Exercise brief: Count how many lines in the data hold "PyvesB". Only the number.

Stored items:
════════════════
PR #985, opened 2023-10-06
Feature/add thermal building model

Maxhi77:
This pull request aims to add a 5RC thermal building model to oemof. The building model is based on capacitors and resistances and is explained in detail in ISO 13790:2008. Building configurations for the 5RC model can be calculated based on the tabula database.

The idea is to extract all information from a tabula database CSV file and calculate a 5RC building configuration based on this information. For this purpose, functions to calculate solar gains through windows were added as well. Solar gains through windows are connected to window-specific values, which are extracted from the CSV file. For the calculation of this solar gains, a weather file was added. With the building configuration, a building model can be generated. The user has to set temperatures for heating and cooling in the building model.

grafik

Right now, the heat_flows goes into the model as input and cooling_flows as output. All in all the idea is to optimize the internal temperature of the building, called t_air, to use the building as thermal storage and save energy and cost. 

In this bullet points I want to summarize open questions / todos
- Should the calculation of solar gains be part of the model? (If yes)
  -  Data structure of the weather file
- building model heat flows as input and cooling flows as output, or both as input

ISO 13790:2008 “Energy performance of buildings –Calculation of energy use for space heating and cooling“. 
Tabula - https://webtool.building-typology.eu/#bm ,  https://episcope.eu/building-typology/tabula-webtool/


Maxhi77:
Closed and continued in https://github.com/[oemof/thermal-building-model](https://github.com/oemof/thermal-building-model)

PR #989, opened 2023-10-11
BUGFIX: GenericStorage investment initialization

Raul-Ciria-Aylagas:
The __init__ method was malfunctioning with the preferred way to declare investments in the attr nominal_storage_capacity. Probably due to code legacy from older versions.

The investment and nominal_storage_capacity attributes were mixed together and assigned in different parts of the initialization.


p-snft (approved):
You're right, this bug is due to an incomplete change to the new way. Thanks for fixing it!

Issue #979, opened 2023-09-20
Processing results fails in multi-period setup if timeincrement is not set


henhuy:
I tried to adapt storage investment example v1 into a multi-period system (see [gist](https://gist.github.com/henhuy/24fe9cd10880aa5af5a75adf9f4f8ab9)) - @oemof.solph==dev
At first I set up the energysystem like this:
```
t1 = pd.date_range("2022-01-01", periods=8760, freq="H")
t2 = pd.date_range("2023-01-01", periods=8760, freq="H")
tindex = t1.append(t2)

energysystem = solph.EnergySystem(
    timeindex=tindex,
    periods=[t1, t2],
    infer_last_interval=False,
)
```
which resulted in a length mismatch error in pandas when processing results (`results = solph.processing.results(om)`):
```
ValueError: Length mismatch: Expected axis has 17519 elements, new values have 17520 elements
```
pointing to line https://github.com/oemof/oemof-solph/blob/f02297ea7db0134bfff12c3ff6c7c909ca4405ed/src/oemof/solph/processing.py#L178

Only after setting `timeincrement` parameter like this:
```
t1 = pd.date_range("2022-01-01", periods=8760, freq="H")
t2 = pd.date_range("2023-01-01", periods=8760, freq="H")
tindex = t1.append(t2)

energysystem = solph.EnergySystem(
    timeindex=tindex,
    timeincrement=[1] * len(tindex),
    periods=[t1, t2],
    infer_last_interval=False,
)
```
postprecessing executed successfully.

Now I wonder, why this error occurs? 
Why oemof.solph cannot build `timeincrement` correctly internally?

jokochems:
Thanks, @henhuy, I'll have a look, but currently, I have quite a lot on my plate.

jokochems:
I started digging into this issue:
* Unfortunately, it is not so trivial. Thus, for now, I'd recommend to explicitly define the `timeincrement` attribute of an `EnergySystem` when working with a multi-period model.
* The reason for the discrepancy is the decision to split `TIMESTEPS` (the former index for the flowvariables) and `TIMEPOINTS` (the index for storage states) and alter the default behaviour of the `timeincrement` in this course. I think it has been with #811.
* I did not fully align the multi-period model with this new paradigm. Apparently, I also have been using a different definition for the `timeincrement`.
* If you do not specify it explicitly, the `timeincrement` has one entry less than your `TIMESTEPS` set (17519 instead of 17520). This leads to the code failing.
[...]

Issue #977, opened 2023-09-17
Multi-period investments are biased since the remaining value is not accounted for


jokochems:
## Background
In `v0.5.1`, multi-period investments have been introduced. For those not familiar with the concept: The idea is to allow multiple time steps where investments are allowed, namely at the beginning of every period, e.g. year, and to introduce discounting for costs that occur at different periods resp. time steps as well as perform life time tracking. So it is especially useful for long-term system planning.

## Problem description
Investments are accounted for by their annuities (annual equivalent of capital expenditures) over the full lifetime of a plant. So far all good since this is what you want to have. However, there is an implicit bias towards earlier investments introduced by this. It is not as attractive to invest in later periods as the plant might not run for its full lifetime, but still carries the total capital expenditures.

## Suggestion
Thus, it would be sensible to account for remaining values at the end of the optimization horizon. What I have in mind is to simply evaluate for each `InvestmentFlowBlock` - and the other blocks allowing for investments (storages, demand repose) - what the remaining lifetime at the end of the simulation is and to decrement the costs by the respective annuities. E.g., if you have a plant with 20 years lifetime that has been operating for 8 years at the end of the optimization horizon, subtract 12 times the annuity of that plant to account for its remaining value.

With the newly introduced `periods_matrix` of the energy system, see #957, it should be easier to introduce this approach.

@nailend and @p-snft
* What is your take on the general idea?
* I'd self-assign and provide a fix somewhat soon. I'd be happy for at least one of you to review.

nailend:
I'm happy to help with that and give a review. It's also on our to-do list, just hasn't moved up far enough yet.

p-snft:
Uh! How could we let this slip through? ;P

This should definitely be fixed. Alternatively to the proposed or as an additional aspect of the implementation, the investment object could take a value for the remaining value at the end of the optimization period, analogue to the value for the investment. The (possibly default) value would be the summed annuity of the remaining lifetime, but it should be possible to choose differently. For example, one might decide that the remaining value considers a learning curve, modelling the fact that later installations can be cheaper.

jokochems:
> Uh! How could we let this slip through? ;P
> 
[...]

PR #990, opened 2023-10-11
Fix/eliminate warnings

p-snft:
There are a lot of FutureWarnings partly from imported packages but also due to our own prepared API changes. This PR is meant to adapt to these (planned) changes.


docs/usage.rst
```diff
@@ -643,8 +643,8 @@ The following example pictures a Pumped Hydroelectric Energy Storage (PHES). Bot
 
     solph.components.GenericStorage(
         label='PHES',
-        inputs={b_el: solph.flows.Flow(investment= solph.Investment(ep_costs=500))},
-        outputs={b_el: solph.flows.Flow(investment= solph.Investment(ep_costs=500)},
+        inputs={b_el: solph.flows.Flow(nominal_value= solph.Investment(ep_costs=500))},
+        outputs={b_el: solph.flows.Flow(nominal_value= solph.Investment(ep_costs=500)},
```
fwitte, line 647: Is there a specific reason for the spaces after the first `=` signs?

src/oemof/solph/_energy_system.py
```diff
@@ -130,13 +130,6 @@ def __init__(
                     "conflicting to each other."
                 )
                 raise AttributeError(msg)
-            else:
-                msg = (
-                    "Ensure that your timeindex and timeincrement are "
-                    "consistent.\nIf you are not considering non-equidistant "
-                    "timeindices, consider only specifying a timeindex."
-                )
-                warnings.warn(msg, debugging.SuspiciousUsageWarning)
```
fwitte, line 139: I cannot say things about this, because I am not really knowledgable where this comes (or came) into place.

fwitte:
I'd say everything looks fine here, thank you!

One note on using `pytest.approx`: The checks for the integers seem fine, what about the others? Some compare to `0.1` deviation, bevore it was rounded to 1 decimal, which would be `0.05` right? That is really the only thing that could be changed if necessary.

fwitte (approved):

src/oemof/solph/_energy_system.py
p-snft: I deleted the message as the warning only showed up when using experimental features anyway. I think, @jokochems should know best if it should show up. (If so, it should be an `ExperimentalFeatureWarning`.)

docs/usage.rst
p-snft: Just typo, thanks.

```suggestion
        inputs={b_el: solph.flows.Flow(nominal_value=solph.Investment(ep_costs=500))},
        outputs={b_el: solph.flows.Flow(nominal_value=solph.Investment(ep_costs=500)},
```

p-snft:
> One note on using `pytest.approx`: The checks for the integers seem fine, what about the others? Some compare to `0.1` deviation, bevore it was rounded to 1 decimal, which would be `0.05` right? That is really the only thing that could be changed if necessary.

By default, `pytest.approx` takes a relative accuracy of 1e-6 and an absolute accuracy of 1e-12. If the test offers that accuracy, I did not weaken the test on purpose.

p-snft:
Decreased coverage is decreased because I deleted lines. I hope this is in order.

jokochems:
Thank you, @p-snft! I must admit that I overlooked this PR as I was quite busy with other developments. I'll add my review shortly.

src/oemof/solph/_energy_system.py
jokochems: Yes, I think it is important to be aware of this when setting up a multi-period model. Also, I think the second sentence does not hold as @henhuy found that both needs to be explicit currently (see #979). I'm fine with transferring it to an `ExperimentalFeatureWarning`, but would vote against a removal.

jokochems: > Yes, I think it is important to be aware of this when setting up a multi-period model. Also, I think the second sentence does not hold as @henhuy found that both needs to be explicit currently (see #979). I'm fine with transferring it to an `ExperimentalFeatureWarning`, but would vote against a removal.

Of course, the desired longer-term fix would be to properly address and resolve #979.

p-snft: I re-introduced the warning, now without the second sentence and as a `ExperimentalFeatureWarning`.

tests/test_models.py
```diff
@@ -73,7 +73,10 @@ def test_multi_period_default_discount_rate():
     warnings.filterwarnings("ignore", category=FutureWarning)
     timeindex = pd.date_range(start="2017-01-01", periods=100, freq="D")
     es = solph.EnergySystem(
-        timeindex=timeindex, periods={0: timeindex}, infer_last_interval=True
+        timeindex=timeindex,
+        timeincrement=[1] * len(timeindex),
+        periods=[timeindex],
+        infer_last_interval=False,
```
jokochems, line 79: I see that you where looking to explicitly set `infer_last_interval`. 

I noticed that this test was somewhat outdated since I used the old `periods` definition (type dict) here which I fixed in #977 which I just merged. 

Another thing is that though it was syntactically correct with the list attribute as in the current dev branch, it would not have worked to set up a model this way. Since the test is only to demonstrate a warning that occurs before the model setup, I'm sorry that have not detected this. Anyways, as it is now, also the model build would work. 

Concerning the (not so nice) inconsistency to be resolved some day, see #979.

jokochems (approved):
Thank you very much, @p-snft and sorry for me taking quite some time for the review. I'm happy to approve. Also, I resolved some conflicts that were introduced by my last feature and detected and resolved one bug in the course of doing so that was neither detected by the test nor by me (please see my comment on this one).

PR #993, opened 2023-10-12
Adapt cost accounting for multi-year-periods

### LINKED ISSUE #992: Use representative year for multi-year-periods in multi-period-investment
The yet implemented multi-period-investment was designed by the assumption to provide time series for every year (equivalent period) within the optimization horizon. Due to a long optimization horizon, we need to use representative years/time series for the years within a multi-year-period. 

Fortunately, @jokochems well-designed approach already facilitates most of this. Currently, only the variable costs for the flows are not handled accordingly. This could be done by adjusting values for the `objective weighting` but might collide with its use in the TSAM integration (as discussed in #987) which we also want to use. 

Therefore, I propose the  **boolean-flag** `use_representative_year_in_multi_year_periods` for `solph.EnergySystem` . 
This would lead to a further condition at the calculation for the `variable_costs`, [here](https://github.com/oemof/oemof-solph/blob/6fb392bc15581011c8b247017f27125b1ef2c892/src/oemof/solph/flows/_simple_flow_block.py#L466).

In case it's True, variable costs would be calculated like this:

```python
            for i, o in m.FLOWS:
                if m.flows[i, o].variable_costs[0] is not None:
                    if self.use_representative_year_in_multi_year_periods:
                        for p, timesteps in m.TIMESTEPS_IN_PERIOD.items():
                            variable_costs_increment = 0
                            for t in timesteps:
                                variable_costs_increment += (
                                    m.flow[i, o, p, t]
                                    * m.objective_weighting[t]
                                    * m.flows[i, o].variable_costs[t]
                                    * ((1 + m.discount_rate) ** - m.es.periods_years[p])
                                )

                            for pp in range(0, get_period_duration(p)):
                                variable_costs += (
                                    variable_costs_increment
                                    * ((1 + m.discount_rate) ** (-pp))
                                )
                    else:
                        ...
```

further `get_period_duration()` from #982 would need some adaption for multi-year-periods as well:

```python
def get_period_duration(self, period):
   
   if period == len(self.es.periods):
     duration = (
        m.es.periods[period+1].min().year
         - m.es.periods[period].min().year
         )
   else:
     duration =  (
           self.periods[period].max().year
            - self.periods[period].min().year
            + 1
           )

    return duration
```

nailend:
fix #992 

as desribed in urbs
https://urbs.readthedocs.io/en/latest/theorydoc/intertemp_prob.html?highlight=annuity#costs

- [x] variable costs
- [x] fixed costs
- [x] adjust `get_period_duration()`
- [x] flag `use_representative_year`
- [ ] <s>add base-year offset in case base_year not first representative year(e.g. 2021=first representativ year but base_year =2020) </s>
- [ ] Add test


p-snft:
At the November 2024 developer meeting, we decided to replace the current multi-period model by something more analogue to flows (annuities as cost for having the capacity) with "ramping constraints".

PR #1180, opened 2023-04-24
 Use LemMinX 0.25

vrubezhny:
LemMinX 0.25 is not API-compatible with 0.24 so extensions may not work properly.


vrubezhny:
I' m working on PRs for LemMinX-Maven (v.0.8.0 is already released), WWD and m2e-core that finally use/will use 
 and be compatible with Lemminx v.0.25.0

angelozerr:
Nice! I suggest that you consume cancel checker for hover to stop as son as possible the maven hover compute

PR #1226, opened 2023-05-26
Allow configuring maxTsServerMemory for JS/TS language server

PyvesB:
Very big projects can cause the JavaScript/Typescript language server to run out of memory and crash. There is an option available in the language server's initialisation options to override the default memory used by Node.js (see [here](https://github.com/typescript-language-server/typescript-language-server#initializationoptions)). This pull request allows configuring that option via a system property.

I've tested this change on a private repository that was previously crashing the language server. Setting `-Dorg.eclipse.wildwebdeveloper.maxTsServerMemory=16384` fixes the issue.


vrubezhny:
@PyvesB Thanks for the contribution!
════════════════
Solved exercise: 2